PR #1950, opened 2026-05-27
fix(SDK-933): track agency-required garnishment fields dynamically

dmortal:
## Summary

In the child-support garnishment form (Add deduction → Garnishment → Child Support → pick an agency), fields that the agency requires (e.g. CSE Case Number for South Carolina) were rendered with an "(optional)" label and could be submitted blank — the API would then reject with "Case number is required". The label was wrong AND the form skipped client-side validation, so the user saw a server error instead of inline guidance.

Root cause: \`createChildSupportGarnishmentFormSchema\` was called once at hook init with no agency context. The three agency-attribute fields (\`caseNumber\`, \`orderNumber\`, \`remittanceNumber\`) defaulted to \`'never'\` required, so \`isRequired\` stayed \`false\` for the whole form lifetime. The view rendered them conditionally on \`requiredAttrKeys\`, but their labels still said "(optional)".

Fix: add an \`agencyList\` option to the schema factory. When provided, requiredness for the three fields is computed via predicates that look up the agency by the form's \`state\` value at validation and metadata-derivation time. No schema rebuild is needed when the user switches states — \`useDeriveFieldsMetadata\` already watches predicate dependencies, and \`superRefine\` evaluates the predicates at submit. The hook passes the agency list it already loads, so picking an agency that requires a field immediately flips its \`isRequired\` to \`true\` (dropping the "(optional)" suffix) and an empty submit is rejected client-side before hitting the API.

The legacy \`selectedAgency\` option still produces static rules so external callers of the public factory aren't affected.

## Changes

- \`childSupportGarnishmentFormSchema\`: new \`agencyList\` option. When set, \`requiredFieldsConfig\` is predicate-based against \`data.state\`. Otherwise falls back to the existing static \`selectedAgency\` behavior.
- \`useChildSupportGarnishmentForm\`: pass \`agencyList\` into the factory.
- New test: \`marks agency-required attribute fields as required in metadata after selecting that agency\`. Verified to fail on \`main\` and pass with the fix.

## Out of scope

- The ticket also notes "There was a problem with your submission" rendering below the Deduction type radio instead of at the top. That's a separate concern (the \`BaseLayout\` error banner sits inside the child-support view, so the agency picker renders before it). Tracking as follow-up.

## Related

- Jira: [SDK-933](https://gustohq.atlassian.net/browse/SDK-933)

## Testing

- \`npm run test -- --run src/components/Employee/Deductions\` → 33/33 passed (32 prior + 1 new)
- Stashed only the schema/hook changes and re-ran the new test → fails on main (\`isRequired\` returns \`false\`), confirming the test guards the regression.

Manual: \`npm run storybook\` → ChildSupportGarnishment story → pick "South Carolina Integrated Child Support Services" → confirm CSE Case Number no longer says "(optional)" and submitting blank surfaces an inline required error rather than an API error.

[SDK-933]: https://gustohq.atlassian.net/browse/SDK-933?atlOrigin=eyJpIjoiNWRkNTljNzYxNjVmNDY3MDlhMDU5Y2ZhYzA5YTRkZjUiLCJwIjoiZ2l0aHViLWNvbS1KU1cifQ

### DIFF
--- a/src/components/Employee/Deductions/shared/useChildSupportGarnishmentForm/childSupportGarnishmentFormSchema.ts
+++ b/src/components/Employee/Deductions/shared/useChildSupportGarnishmentForm/childSupportGarnishmentFormSchema.ts
@@ -101,25 +101,47 @@ export type ChildSupportGarnishmentFormOutputs = ChildSupportGarnishmentFormData
 interface ChildSupportGarnishmentFormSchemaOptions {
   mode?: 'create' | 'update'
   /**
-   * The agency record matching the currently selected `state`. The agency's
-   * `requiredAttributes` determine which of `caseNumber` / `orderNumber` /
-   * `remittanceNumber` are required. When omitted (no agency selected yet),
-   * all three are optional.
+   * The agency record matching the currently selected `state`. Used only when
+   * `agencyList` is not provided — `requiredAttributes` are pinned to this
+   * single agency, so the schema must be rebuilt whenever the user picks a
+   * different state. Prefer passing `agencyList` instead so requiredness
+   * tracks the form's `state` value dynamically.
    */
   selectedAgency?: Agencies | null
+  /**
+   * Full list of agencies. When provided, the schema's requiredness for
+   * `caseNumber` / `orderNumber` / `remittanceNumber` is computed at validation
+   * time by looking up the agency whose `state` matches the form's `state`
+   * value — so a single schema instance stays correct as the user changes
+   * states. Takes precedence over `selectedAgency`.
+   */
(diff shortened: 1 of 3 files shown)


serikjensen (approved):

dmortal:
Addressed in f0dcb80: read `data.state` into a local `const` before the `agencyList.find` so `buildFormSchema`'s Proxy-based predicate-dep detection always observes the `state` access, regardless of whether `agencyList` is empty at schema-build time. Tests still pass (33/33).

● **REQUIRED ACTION**
Write out the full listing, keeping every line exactly as it is.

● **EXPECTED OUTPUT**
PR #1950, opened 2026-05-27
fix(SDK-933): track agency-required garnishment fields dynamically

dmortal:
## Summary

In the child-support garnishment form (Add deduction → Garnishment → Child Support → pick an agency), fields that the agency requires (e.g. CSE Case Number for South Carolina) were rendered with an "(optional)" label and could be submitted blank — the API would then reject with "Case number is required". The label was wrong AND the form skipped client-side validation, so the user saw a server error instead of inline guidance.

Root cause: \`createChildSupportGarnishmentFormSchema\` was called once at hook init with no agency context. The three agency-attribute fields (\`caseNumber\`, \`orderNumber\`, \`remittanceNumber\`) defaulted to \`'never'\` required, so \`isRequired\` stayed \`false\` for the whole form lifetime. The view rendered them conditionally on \`requiredAttrKeys\`, but their labels still said "(optional)".

Fix: add an \`agencyList\` option to the schema factory. When provided, requiredness for the three fields is computed via predicates that look up the agency by the form's \`state\` value at validation and metadata-derivation time. No schema rebuild is needed when the user switches states — \`useDeriveFieldsMetadata\` already watches predicate dependencies, and \`superRefine\` evaluates the predicates at submit. The hook passes the agency list it already loads, so picking an agency that requires a field immediately flips its \`isRequired\` to \`true\` (dropping the "(optional)" suffix) and an empty submit is rejected client-side before hitting the API.

The legacy \`selectedAgency\` option still produces static rules so external callers of the public factory aren't affected.

## Changes

- \`childSupportGarnishmentFormSchema\`: new \`agencyList\` option. When set, \`requiredFieldsConfig\` is predicate-based against \`data.state\`. Otherwise falls back to the existing static \`selectedAgency\` behavior.
- \`useChildSupportGarnishmentForm\`: pass \`agencyList\` into the factory.
- New test: \`marks agency-required attribute fields as required in metadata after selecting that agency\`. Verified to fail on \`main\` and pass with the fix.

## Out of scope

- The ticket also notes "There was a problem with your submission" rendering below the Deduction type radio instead of at the top. That's a separate concern (the \`BaseLayout\` error banner sits inside the child-support view, so the agency picker renders before it). Tracking as follow-up.

## Related

- Jira: [SDK-933](https://gustohq.atlassian.net/browse/SDK-933)

## Testing

- \`npm run test -- --run src/components/Employee/Deductions\` → 33/33 passed (32 prior + 1 new)
- Stashed only the schema/hook changes and re-ran the new test → fails on main (\`isRequired\` returns \`false\`), confirming the test guards the regression.

Manual: \`npm run storybook\` → ChildSupportGarnishment story → pick "South Carolina Integrated Child Support Services" → confirm CSE Case Number no longer says "(optional)" and submitting blank surfaces an inline required error rather than an API error.

[SDK-933]: https://gustohq.atlassian.net/browse/SDK-933?atlOrigin=eyJpIjoiNWRkNTljNzYxNjVmNDY3MDlhMDU5Y2ZhYzA5YTRkZjUiLCJwIjoiZ2l0aHViLWNvbS1KU1cifQ

### DIFF
--- a/src/components/Employee/Deductions/shared/useChildSupportGarnishmentForm/childSupportGarnishmentFormSchema.ts
+++ b/src/components/Employee/Deductions/shared/useChildSupportGarnishmentForm/childSupportGarnishmentFormSchema.ts
@@ -101,25 +101,47 @@ export type ChildSupportGarnishmentFormOutputs = ChildSupportGarnishmentFormData
 interface ChildSupportGarnishmentFormSchemaOptions {
   mode?: 'create' | 'update'
   /**
-   * The agency record matching the currently selected `state`. The agency's
-   * `requiredAttributes` determine which of `caseNumber` / `orderNumber` /
-   * `remittanceNumber` are required. When omitted (no agency selected yet),
-   * all three are optional.
+   * The agency record matching the currently selected `state`. Used only when
+   * `agencyList` is not provided — `requiredAttributes` are pinned to this
+   * single agency, so the schema must be rebuilt whenever the user picks a
+   * different state. Prefer passing `agencyList` instead so requiredness
+   * tracks the form's `state` value dynamically.
    */
   selectedAgency?: Agencies | null
+  /**
+   * Full list of agencies. When provided, the schema's requiredness for
+   * `caseNumber` / `orderNumber` / `remittanceNumber` is computed at validation
+   * time by looking up the agency whose `state` matches the form's `state`
+   * value — so a single schema instance stays correct as the user changes
+   * states. Takes precedence over `selectedAgency`.
+   */
(diff shortened: 1 of 3 files shown)


serikjensen (approved):

dmortal:
Addressed in f0dcb80: read `data.state` into a local `const` before the `agencyList.find` so `buildFormSchema`'s Proxy-based predicate-dep detection always observes the `state` access, regardless of whether `agencyList` is empty at schema-build time. Tests still pass (33/33).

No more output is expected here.